I mean, I DO watch movies (it's impossible to deny Jurassic Park I it's awesome worth in movie history, for example) but not ALL FRIGGIN MOVIES THAT WAS EVER CREATED. Bf's the total way around. He watches movies, almost for the sake of watching movies. He likes movies. Lucky me that he also enjoys documentaries very much, which is something I can spend evenings with. Just watching documentaries, about this and that.

I don't even know why I'm like this, it's just gotten clearer with the years. Spending hours in front of my friends/boyfriends computer while they watch that friggin drama about whatever. Can't stand it.Oh, I also love crossword puzzles and jigsaw puzzles. I can "watch" a movie in the presence of those two distractions. But other than that, I very rarely spend time watching movies. I wish I loved all sorts of movies because people obviously really like it. But no.

But I will now, to restore some of you guys's faith in me, list some movies that I actually enjoy watching:
Jurassic Park (But really, we all know this is a documentary. Just a really perfectly filmed/cut one).
Monty Python's Quest for the Holy Grail.
Clerks.
Mallrats.
Dirty Dancing (I know, but I'm not gonna be ashamed!!! Because nobody puts baby in a corner!)
The old classical Poirot movies. You know the ones.
The old classical 80's Sherlock Holmes movies, with the man that looks like an insane eagle. Awesome.
Sleepy Hollow/Red Riding Hood/other things that crazy man has done.
I can also appreciate some movies for their sheer estetics, like The Return of the King.
Generally dark, mysterious and castle-y and crimey stories.
Boondock Saints. Had to google this one, apparently it's a common thing to google the words "irish brothers movie"..

Now my tech savvy session is at its end for this time. Now I will cuddle into bed with a book, where two very literate men are writing about how this country came to be, well, this very country. I've recently read a 68-page forum thread about this very topic (yes, it took like two months to get through it, holy crap archaeologists), so it fits in perfectly. GOD I love history.

G'night!

Friday, 3 February 2012

That kind of Friday.

Just a couple of minutes ago, I was sitting by the computer, going through old pictures of things I've experienced in my earlier years. I always reflect back with a certain amount of nostalgia, but with more melancholy. I don't even know why. I've always asked myself why I can't look back at my past with a sense of satisfaction or relief or happiness. There's always something shadowing the good times, and I dont even know what it is.

Lately, I've been feeling like I've lost myself. I look in the mirror but I can't seem to place myself anywhere. I'm just out there. Looking like a deer in the headlights at the things coming at me. Im never really at home, I'm never at ease and I don't feel that I'm where I should be. Funny word, this should. Thing is, I don't have a clue where this feeling comes from, because I can't think of anywhere special where I should be.
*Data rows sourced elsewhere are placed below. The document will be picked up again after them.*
PR #244, opened 2016-02-17
Implement env.exit and env.abort

rossberg-chromium:
Should make the waterfall significantly happier.


jfbastien:
Awesome, thanks! Once this is in the tests won't actually execute because I'm not generating the .wast files with `(start ...)` yet. I'll wait for your change to make it in, and then I'll add start :-)

sunfishcode:
"Env" sounds like a fairly non-temporary name. What are the future plans for this module?

Env.abort: Is the existing `unreachable` instruction insufficient?

Env.exit: I haven't thought about this deeply, but should we make this an instruction too? In a JS context, one can just call out to JS, have it throw an exception, and unwind all the wasm frames. However in a non-JS context, there isn't a way to say "unwind all the stack frames and exit" short of trapping, but that has the additional effect of indicating a failure of some kind.

jfbastien:
FWIW when we get a nice wasm libc that we all agree on (and our tests link to it) these will change names and be __syscall_abort and __syscall_exit or something like that. It'll be a simple rename from what @rossberg-chromium adds here.

The libc won't be Standard since it'll all be user-space, but it'l be what we end up agreeing to use.

sunfishcode:
If we know the names we want, let's just use those from the start. If we don't and want to defer making that decision, let's use sufficiently temporary-looking names so that we don't get confused.

Env.abort: Is the existing unreachable instruction insufficient?

Env.exit: I haven't thought about this deeply, but should we make this an instruction too? In a JS context, one can just call out to JS, have it throw an exception, and unwind all the wasm frames. However in a non-JS context, there isn't a way to say "unwind all the stack frames and exit" short of trapping, but that has the additional effect of indicating a failure of some kind.

rossberg-chromium:
@sunfishcode, the point of this change isn't expressiveness, but to be able to run various tests from the waterfall, many of which try to import one of these functions. I don't care about the module name, although I actually agree that `env` is overly generic. @jfbastien, can't we call it `libc` or `libcbase` or something?

sunfishcode:
@rossberg-chromium So this is a hack to underpin another hack. There may be a motivation for this, but I will at least request that hacks be clearly labeled for what they are, because it's very confusing to have so many hacks mixed in with the real design when we're trying to work on the real design at the same time.

`libc` or most any name including `libc` would be similarly confusing for me. `waterfall_scaffolding` would be less problematic.

lukewagner:
We already have `spectest` for our grab bag of stuff that's good for testing/automation; can we just put them there?

rossberg-chromium:
@sunfishcode, @lukewagner, "builtins" mock a useful execution environment, they are not part of the spec. Naming needs to match the other relevant testing/execution environments, otherwise it's useless. The `spectest` module does not exist anywhere else (and rightfully so, I would argue).

Eventually we should find policies for allocating names in the global namespace of modules, but is that a relevant concern right now? Should development block on it? We can easily adjust tests later.

lukewagner:
Agreed on it not being part of the spec... but how is that different than `spectest`?  that is, why do we need two grabbags?

rossberg-chromium:
It's not a grab bag, it's mocking (a subset of) a concrete module that the libc tests on the waterfall import. It does not have any relation to `spectest`.

lukewagner:
Ah, I see the distinction now.  Seems fine then.

kripken:
Putting it on "env" would collide with existing code, that sends exit or abort there, as e.g. asm2wasm does.

I think `waterfall_scaffolding` makes sense, or `waterfalltest` (to parallel `spectest`). If this is for the waterfall specifically, then that seems like it should be in the name.

jfbastien:
"env" comes from binaryen:
https://github.com/WebAssembly/binaryen/blob/master/src/s2wasm.h#L757

I don't really care what it is, but I think we're putting too much thought into something pretty simple.

kripken:
The env there is for real imports arriving from the outside, though. And exit and abort will in fact be provided in a lot of existing code. Whereas this adds env.exit and abort to the actual spec, if I understand correctly? In other words, this moves a userspace issue into something to be standardized? That doesn't feel right.

jfbastien:
I'm fine with changing the name to whatever is decided upon, and adding support for it in binaryen. Just pick a name.

rossberg-chromium:
@kripken, "builtins" are not part of the spec. Maybe the name is misleading. They are part of the `host` directory of ml-proto, used to mock an embedding environment, i.e., real imports from the outside as you say. In ml-proto, it's the only way to provide external modules.

rossberg-chromium:
Okay, I refactored the handling of imports to make it (a) more modular and configurable, (b) clearer that the actual modules provided by the host are custom. Renamed `builtins` to `imports`, and there now is a new directory `host/import` where host-provided modules live. They can be registered in `main`.

kripken:
Perhaps it's worth documenting the distinction that the stuff in `host/` is not part of the spec? As this is the spec repo, my assumption was that everything here is part of the spec.

rossberg-chromium:
@kripken, done.

PTAL

kripken:
lgtm, thanks.

jfbastien:
lgtm as well.

ml-proto/host/import/env.ml
```diff
@@ -0,0 +1,39 @@
+open Values
+open Types
+
```
sunfishcode: The name `env` is confusing to me. The name `waterfalltest` was suggested in this PR; I'd be ok with that.

sunfishcode: Also, please add a top-level comment to this file explaining what its purpose is. The text in the README.md is a good introduction, but we should be clear about what these various builtin modules are for.

ml-proto/host/import/spectest.ml
```diff
@@ -0,0 +1,12 @@
+open Types
+
+
```
sunfishcode: A top-level comment would be useful here as well. Something like "The spectest module provides functions that support the specialized testsuite execution environment."

ml-proto/host/import/env.ml
jfbastien: This isn't just for the waterfall.

sunfishcode: What is it for?

jfbastien: Running compiled code as a stopgap until we have agreement on what libc should look like. When we have an agreed libc we'll likely do something like syscalls, and abort/exit will be simple renames. libc still won't be "standard", but it'll be an ad-hoc thing we end up using.

I'll be testing this on the waterfall, but something that only works on the waterfall is a silly idea so I want to avoid silly.

sunfishcode: Please put this in a comment in the file then, so that we can all know what it is we're dealing with here.

Also, please rename the module to `stopgap` or something similarly descriptive.

rossberg-chromium: Added comments to `spectest` and `env` modules explaining their purpose. PTAL

@sunfishcode, as explained before, the `env` module emulates the respective module imported by Binaryen code. Renaming it here would defeat the purpose. Binaryen would have to decide that.

kripken:
Thinking about this some more, I'm not sure of the scope plans here. This adds `exit` and `abort`, what if next we see some tests that would run if we also added `memcpy`, `printf`, `sbrk`, and so forth?

If there's a clear line that explains why `exit` and `abort` but not the rest of libc, then I think it's worth mentioning in the README.

jfbastien:
@kripken same reasoning as for:
https://github.com/WebAssembly/binaryen/blob/ed567a4f49d3296dcf91bdb966c0deb077dacff7/src/binaryen-shell.cpp#L130
The torture tests are self-checking, and call abort / exit on success / failure. Until we have a from-the-ground-up wasm libc which isn't contended we need a simple way to run tests (more than the torture tests IMO) and this is a basic first step.

We're *waayyyyy* over thinking things right now.

kripken:
I agree let's not overthink this. Just seems worth documenting "this is stuff specifically for the torture tests, and not intended to include any significant parts of libc", or something along those lines. I added some docs to binaryen now for that one hack we have.

rossberg-chromium:
Okay, is anybody still opposed to landing this?

sunfishcode:
"A subset of the `env` module as used by Binaryen." isn't a clear explanation of what this module is for. Would it be possible to put JF's description, "Running compiled code as a stopgap until we have agreement on what libc should look like." in the comment in the file?

Also, binaryen is changeable. We can rename things. "env" is a very generic name. I think we should rename this module, and teach Binaryen about the new name, to help avoid ending up making something which outlives its intended use, such after all this is, as JF says, a stopgap.

rossberg-chromium:
Tweaked comment to express the purpose and merging. Landing, but happy to keep this in sync with any name change Binaryen chooses to implement.

sunfishcode:
Why are you so unwilling to put what you're actually doing here in a comment in the file?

Apart from with my wonderful fiancé, that is currently sleeping in the couch downstairs, fever ridden and slow, I can't think of anywhere where it would feel totally natural to be.

Maybe I'm just this way. Something's always gonna go missing, inspite of how perfect my life seems this very moment. A few years back, when I started tearing myself from the depression that had been keeping me in its claws for such a long time, I felt this way when I was happy. There was just something so empty and.. uncomplicated about the feeling of being satisfied, that I didn't know how to even handle it. Maybe its one of those times now. It's hard to grasp and even harder to come to terms with.

So instead of burying myself in thoughts that will have no conclusion, I decided to go to my room, prop myself against the wall, bring some chocolate with me and whip out the book my mom got me for Christmas. Fresh sheets, tasty candy and a dwelling in someone elses past. I think this should do it. Make my Friday night good instead of filled with lingering feelings of something that I cannot solve. Because mysteries in ones own life isn't quite as entertaining as others.